Михаил Никифорович и сам будто не хотел, но резко направился к Любови Николаевне, возможно, чтобы высказать ей возмущение или даже скрутить, связать ее, затрещину влепить и прекратить ее развлечение. Но в шаге от Любови Николаевны остановился, ощутив, что несправедлив и нелеп, сказал лишь:

– Вы уезжаете. И ладно.

Любовь Николаевна протянула руку и пальцем, перстом указующим, дотронулась до груди Михаила Никифоровича.

– Все должно было быть иначе, – сказала она снова серьезно. – А вы, может быть, меня предали… Или себя…

– Вы объясните мне, – сказал Михаил Никифорович, – что я должен был сделать. Или что вы считаете, я должен был сделать.

– Михаил Никифорович, – грустно покачала головой Любовь Николаевна, – подсказки здесь невозможны.

Палец свой с огненным ногтем она не отнимала от груди Михаила Никифоровича, он будто жег. Мог и опалить.

Наконец отвела руку Любовь Николаевна…

– Да ведь шучу я, Михаил Никифорович! – сказала она. – Все я шучу! Или вы не видите?

– Зачем? – спросил Михаил Никифорович.

– А я и сама не знаю зачем. Просто я дурная, вам известно. Куражусь вот… Но, может, и удовольствие хочу получить напоследок. А? И вам небось хорошо будет.

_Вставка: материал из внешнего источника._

PR #93, opened 2024-08-28
Replace fallbacks with lazy nodes and components

mdekstrand:
This addresses a question early in discussion on fallbacks where @karlhigley suggested that a fallback should be a component. The way I see to do that without excessive recomputation is through lazy node inputs.

This introduces the following changes:

1.  Add a `Lazy` type so that a component can take a `Lazy[T]` instead of `T`, and the pipeline will key off that type declaration to defer computation of that input until it is requested.
2. Reimplement the fallback tests to use lazy nodes.
3. Update the runner to defer computation of lazy inputs.
4. Update the `Fill` POPROX component to take its second input lazily, and only request it if the first set of recommendations is too short.
5. Update the combiner tests to use the new pipeline.
6. Yeet the `use_first_of` method, `FallbackNode`, and related obsolete logic.

The result is a reduction in the number of concepts in the pipeline — rather than components, and edges, and other weird things like fallbacks, we just have components and edges (and literals).

It builds on #92, and will be easier to review once that is merged.

### DIFF
--- a/src/poprox_recommender/components/joiners/fill.py
+++ b/src/poprox_recommender/components/joiners/fill.py
@@ -1,11 +1,15 @@
 from poprox_concepts import ArticleSet
 from poprox_recommender.lkpipeline import Component
+from poprox_recommender.lkpipeline.types import Lazy
 
 
 class Fill(Component):
     def __init__(self, num_slots):
         self.num_slots = num_slots
 
-    def __call__(self, candidates1: ArticleSet, candidates2: ArticleSet) -> ArticleSet:
-        articles = candidates1.articles + candidates2.articles
+    def __call__(self, candidates1: ArticleSet, candidates2: Lazy[ArticleSet]) -> ArticleSet:
+        articles = candidates1.articles
+        if len(articles) < self.num_slots:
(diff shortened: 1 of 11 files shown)


src/poprox_recommender/components/joiners/fill.py
```diff
@@ -1,11 +1,15 @@
...
 class Fill(Component):
     def __init__(self, num_slots):
         self.num_slots = num_slots
 
-    def __call__(self, candidates1: ArticleSet, candidates2: ArticleSet) -> ArticleSet:
-        articles = candidates1.articles + candidates2.articles
+    def __call__(self, candidates1: ArticleSet, candidates2: Lazy[ArticleSet]) -> ArticleSet:
+        articles = candidates1.articles
+        if len(articles) < self.num_slots:
+            articles = articles + candidates2.get().articles
```
mdekstrand, line 13: This is the key bit that this change enables for current POPROX components — `Fill`'s second-set upstream is only executed if the first branch fails to return enough nodes.

karlhigley (approved):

– Не будет, – солгал Михаил Никифорович.

Желанная, единственная стояла рядом женщина, а Михаил Никифорович волю в себе собирал.

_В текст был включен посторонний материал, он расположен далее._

PR #94, opened 2024-09-06
Add a pipeline that reranks with a softmax sampler over the article scores

karlhigley:
This add a new `SoftmaxSampler` component and creates a recommendation pipeline that applies it as the reranker. Since we have a framework for gluing component together and our recommenders have a lot of overlap, swapping it in as the reranker only takes a few lines of code beyond what's required to implement the component itself.


sophiasun0515 (approved):
lgtm!

PR #97, opened 2024-09-19
Update batch-eval logic and timings

mdekstrand:
This updates the timing information for running the batch evaluation, along with the actual evaluation results, with a few eval infra changes:

1. the generated recommendations now include a `rank` column.
2. `measure` switched from `concurrent.futures.ProcessPoolExecutor` to `ipyparallel` to work around a deadlock problem multiple of us were seeing on Macs.


mdekstrand:
Evaluations with these changes are currently running to commit the updated `dvc.lock` files before merging.

sophiasun0515 (approved):
Looks good!

karlhigley (approved):
Looks good! Since this takes a while, we might want to consider adding an option for a smaller dataset.

mdekstrand:
@karlhigley Yes, I think adding an option to subset the eval set would be good; we'll need to think how we want that to interact with the full reproduction pipeline, but the ability to get initial eval in less time is a good idea.

outputs/mind-val-metrics.csv
```diff
@@ -1,6 +1,6 @@
...
-mmr,0.3600005430536384,0.5048719979180333,0.3127684301069502,0.2272204852990004,0.32333596310501855
-nrms,0.4519876731521633,0.5470178037046607,0.3715062139527769,0.39126863333961964,0.6078344546963851
-pfar,0.4532153230343001,0.5490853194907499,0.3715732620565264,0.39126769996626554,0.6078332309671928
-softmax,0.4185689050229185,0.5174518536614011,0.3331735706112484,0.20993876957587698,0.37264024427514536
-topic-cali,0.4531301007763522,0.5492150671208499,0.3715732620565264,0.39126769996626554,0.6078332309671928
+mmr,0.35999685966956646,0.5048645294952324,0.3127684301069502,0.2272204852990004,0.32333596310501855
+nrms,0.45195517627733767,0.5471667780067349,0.3715114031212084,0.39126863333961964,0.6078344546963851
+pfar,0.45328565914654956,0.5491957605190021,0.3715732620565264,0.39126769996626554,0.6078332309671928
+softmax,0.41823221301743035,0.5172591078148666,0.33334367372380924,0.21036475800792087,0.3730802492433327
+topic-cali,0.4532503511257382,0.5491225605864557,0.3715732620565264,0.39126769996626554,0.6078332309671928
```
karlhigley, line 6: These are interesting results, given what we know about the subjective experience of receiving these recs. Makes me wonder if the topic calibration is actually doing much on the MIND data—I suspect it might not be since the topics are probably different in that data.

– Может, и случая потом не представится, – сказала Любовь Николаевна. – В общежитии-то…

– Ну и замечательно! – произнес Михаил Никифорович, пошел к раскладушке, схватил ее будто за шиворот, скрылся в ванной и задвинул защелку с силой, достойной амбарных засовов.

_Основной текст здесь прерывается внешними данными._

PR #103, opened 2024-09-23
News Locality Calibration

sophiasun0515:
Apply some refactoring by creating a `Calibrator` object that both `TopicCalibration` and the new `LocalityCalibration` inherit from. Updated current `test_calibration` test suites.

Some TODOs we need to figure out for next step:

- [x] Add test for current logic
- [ ] Tune the parameter of calibration (The current params are borrowed from topic calibration)
- [ ] Run the code on an S3 instance and call necessary endpoints from POPROX
- [ ] Figure out how to connect the logic to participant selection (who will be included in this experiment?) 
- [ ] Integrate the LLM context generation into calibrated articles


src/poprox_recommender/components/diversifiers/locality_calibration.py
```diff
@@ -0,0 +1,76 @@
...
+        article_indices = self.calibration(
+            article_scores,
+            candidate_articles.articles,
+            normalized_locality_prefs,
+            self.theta,
+            topk=self.num_slots,
+        )
+        return ArticleSet(articles=[candidate_articles.articles[int(idx)] for idx in article_indices])
+
+    def calibration(self, relevance_scores, articles, preferences, theta, topk) -> list[Article]:
```
karlhigley, line 37: This method looks pretty much the same as the corresponding method on the `TopicCalibrator`. Wonder if it could move into the base class?

src/poprox_recommender/recommenders.py
```diff
@@ -32,7 +36,7 @@ def select_articles(
     pipeline state whose ``default`` is the final list of recommendations.
     """
     available_pipelines = recommendation_pipelines(device=default_device())
-    pipeline = available_pipelines["nrms"]
+    pipeline = available_pipelines["cali"]
```
karlhigley, line 39: This will change the default when no recommender is specified in the request from plain NRMS to NRMS+Locality calibration. That's probably okay if you plan to run this experiment from a separate endpoint, but maybe not something we want to do in the main/default recommender endpoint

src/poprox_recommender/components/diversifiers/locality_calibration.py
```diff
@@ -0,0 +1,76 @@
...
+                    best_candidate_score = adjusted_candidate_score
+                    candidate = article_idx
+
+            if candidate is not None:
+                recommendations.append(candidate)
+                self.add_article_to_categories(rec_categories, articles[candidate])
+
+        return recommendations
+
+    def normalized_categories_with_candidate(self, rec_categories, article):
```
karlhigley, line 68: This looks very similar to the method on the other class too and might also be able to move to the base class

karlhigley (commented):
Looks good!

src/poprox_recommender/topics.py
```diff
@@ -43,6 +76,19 @@ def user_topic_preference(past_articles: list[Article], click_history: list[Clic
     return topic_count_dict
 
 
+def user_locality_preference(past_articles: list[Article], click_history: list[Click]) -> dict[str, int]:
```
zentavious, line 79: Do we want to calibrate on the user's locality preference? I thought we might want to calibrate on the distribution of today's articles or a fixed distribution from our prior investigation.

Notably, I see an issue at the cold start of our experiment where users might have a very focused click history due to the focus of the baseline POPROX algorithm and their locality preference will be very biases.

src/poprox_recommender/components/diversifiers/locality_calibration.py
```diff
@@ -0,0 +1,76 @@
...
+                    rec_categories, articles[article_idx]
+                )
+                calibration = compute_kl_divergence(preferences, normalized_candidate_topics)
+
+                adjusted_candidate_score = (1 - theta) * article_score - (theta * calibration)
+                if adjusted_candidate_score > best_candidate_score:
+                    best_candidate_score = adjusted_candidate_score
+                    candidate = article_idx
+
+            if candidate is not None:
```
zentavious, line 62: Is the only case when candidate would be None if we've already appended the entire list of article_idx to recommendations?

zentavious: Asking because if a downstream class expects there to always be 10 recommendations this could be an ideal spot to throw an error or at least a warning (not sure how much logging POPROX has or wants to have)

src/poprox_recommender/components/diversifiers/locality_calibration.py
```diff
@@ -0,0 +1,76 @@
...
+            topk=self.num_slots,
+        )
+        return ArticleSet(articles=[candidate_articles.articles[int(idx)] for idx in article_indices])
+
+    def calibration(self, relevance_scores, articles, preferences, theta, topk) -> list[Article]:
+        # MR_i = \theta * reward_i - (1 - \theta)*C(S + i) # C is calibration
+        # R is all candidates (not selected yet)
+
+        recommendations = []  # final recommendation (topk index)
+        rec_categories = defaultdict(int)  # frequency distribution of catregories of S
```
zentavious, line 42: Not sure if I understand this comment. Maybe its just copied from topic_calibration?

src/poprox_recommender/recommenders.py
zentavious: This raises a good point. Are we expected to fork the repo and run the fork? 

Is POPROX planning to have a release cycle so we can uptake changes to the main POPROX?

src/poprox_recommender/components/diversifiers/locality_calibration.py
zentavious, line 37: Request: This function could also return a list of flags for articles that have been swapped from the original relevance_scores list for easy manipulation of those articles' slugs in a later stage.

zentavious (changes requested):
Only major point we should talk about is calibrating on user's locality preferences vs. a fixed locality distribution.

Otherwise everything else is primarily clarifying questions.

src/poprox_recommender/components/diversifiers/locality_calibration.py
karlhigley: Our intent is to make the downstream code robust in the sense that the expected number of recommendations will always be generated if you construct your recommendation pipeline to do so. That doesn't imply that this code needs to always produce 10 recommendations though, because you can (for example) use the `Fill` component downstream to fill in however many slots are left with a second source of recommendations (like the `UniformSampler`, which chooses at random.)

src/poprox_recommender/recommenders.py
karlhigley: Current plan is to have people fork the repo and deploy from the fork. No current plans for a defined release cycle since it hasn't become an issue yet.

src/poprox_recommender/components/diversifiers/locality_calibration.py
karlhigley: I think the `S` vs `R` nomenclature comes from the MMR paper, which then got carried into our calibrator implementation. `R` is the set of available candidates Remaining; `S` is the set of items Selected so far.

src/poprox_recommender/components/diversifiers/locality_calibration.py
karlhigley: Relevance scores is sorted in a sense, but not in order descending by score. The order matches the list of candidate articles, so that the same position in the list of articles and in the list of scores correspond to each other.

In theory, this calibration component could compute the top-k list and do some kind of comparison to generate the kind of flags you're talking about, but it currently generates its own list of recs directly from the scores rather than operating on the top-k list and swapping things around.

If you want to identify which positions of the list are different from the plain top-k list, I'd suggest using this component, [the TopkRanker component](https://github.com/CCRI-POPROX/poprox-recommender/blob/main/src/poprox_recommender/components/rankers/topk.py), and comparing the output of the two in a new `GenerateExplanations` component.

sophiasun0515: Yeah that's certainly possible, I was bit hesitant before since the `calibration` function will call overridden `add_article_to_categories()` function, but maybe that's OK as well. I'll try factor `calibration()` and `normalized_categories_with_candidate()` into the parent class and see how it goes!

src/poprox_recommender/recommenders.py
sophiasun0515: Certainly! So based on the conversation looks like it's OK to keep the pipeline as `cali` instead of `nrms` if we will run only run this with allocated participants?

I'm actually also thinking about the possibility of running some experiment flag to determine which pipeline do we want to choose here:

```
if interest_profile.experiment_id == LOCALITY_EXPT_ID:
    pipeline = available_pipelines["cali"]
else:
    pipeline = available_pipelines["nrms"]
```

But I realized that might not be the way we want to allocate users based on experiment manifest?

src/poprox_recommender/topics.py
sophiasun0515: Could you elaborate on what we might want to calibrate on in this function? I was thinking it as just a function to compute the "groud_truth" of user click history with the system, and the actual calibration step happened after we get their preference (in the new `LocalityCalibration` class). 

The cold-start issue might exist, but if we have an one-month window to observe users and collect their preferences, can that be a feasible solution?

src/poprox_recommender/components/diversifiers/locality_calibration.py
sophiasun0515: Thanks for pointing us to the `TopRanker` component; Indeed there should be a new `GenerateExplanations` component where we'll apply the LLM logic. We'll discuss that with the team.

src/poprox_recommender/recommenders.py
karlhigley: By the time the endpoint defined in this repo receives a request, it will already be for the appropriate recommender for each user according to the group assignments. The section that defines the experiment recommenders in the manifest will look something like this:
```toml
[recommenders.calibration]
endpoint = "https://n07svs3qeh.execute-api.us-east-1.amazonaws.com/?pipeline=calibration"
```
The platform side sends requests for users assigned to groups that use that recommender to that URL, and the query parameter at the end of the URL gets used by [this code](https://github.com/CCRI-POPROX/poprox-recommender/blob/main/src/poprox_recommender/recommenders.py#L34-L39) to select the appropriate pipeline.

(It's set up that way so that the recommender code doesn't need to know anything about experiments, groups, phases, etc in order to keep it simple for experimenters.)

karlhigley (approved):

Еще когда был в коридоре, услышал: «Ведь я про какой случай говорю… Вы же опять не поняли…» – но дальше разговор вести не пожелал. Нерушимое убеждение в том, что она развлекается, и не только ради собственного удовольствия, но и ради посрамления его как личности, казалось, захватило его. Михаил Никифорович был из тех людей, что чаще готовы и самые горькие, окаянные упреки по поводу их натуры и действий не отвергнуть, а посчитать верными и заслуженными, признать, что именно в них самих и есть источники чужих и своих бед. Но сейчас он заупрямился. Уверил себя в том, что и в те мгновения, когда Любовь Николаевна говорила якобы серьезно (что он ее не спас, а мог спасти, что предал ее и себя, а мог сделать нечто), и тогда она лицедействовала и развлекалась. Или развлекала кого-то. Она по чьему-то расчету или ехидству была навязана Останкину и ему, аптекарю, но она ему – не по силам. И он негодяй, что не отторгнул ее сразу, а существовал с ней рядом в теплой житейской сытости как с некоей беззлобной шуткой природы. И несомненно он был безразличен ей или интересен лишь как объект опыта. Возможно, в этом опыте, или, как было названо, в кашинском эксперименте, ему и отводилась особая роль, но он ее не исполнил и тем расстроил экспериментаторов. В мыслях об опыте Любовь Николаевна виделась Михаилу Никифоровичу наглой и бесстыжей, поступавшей против правил. Каких правил? Если и были у нее правила, то для Останкина непригодные. Так говорил себе Михаил Никифорович, лежа в ванной на раскладушке.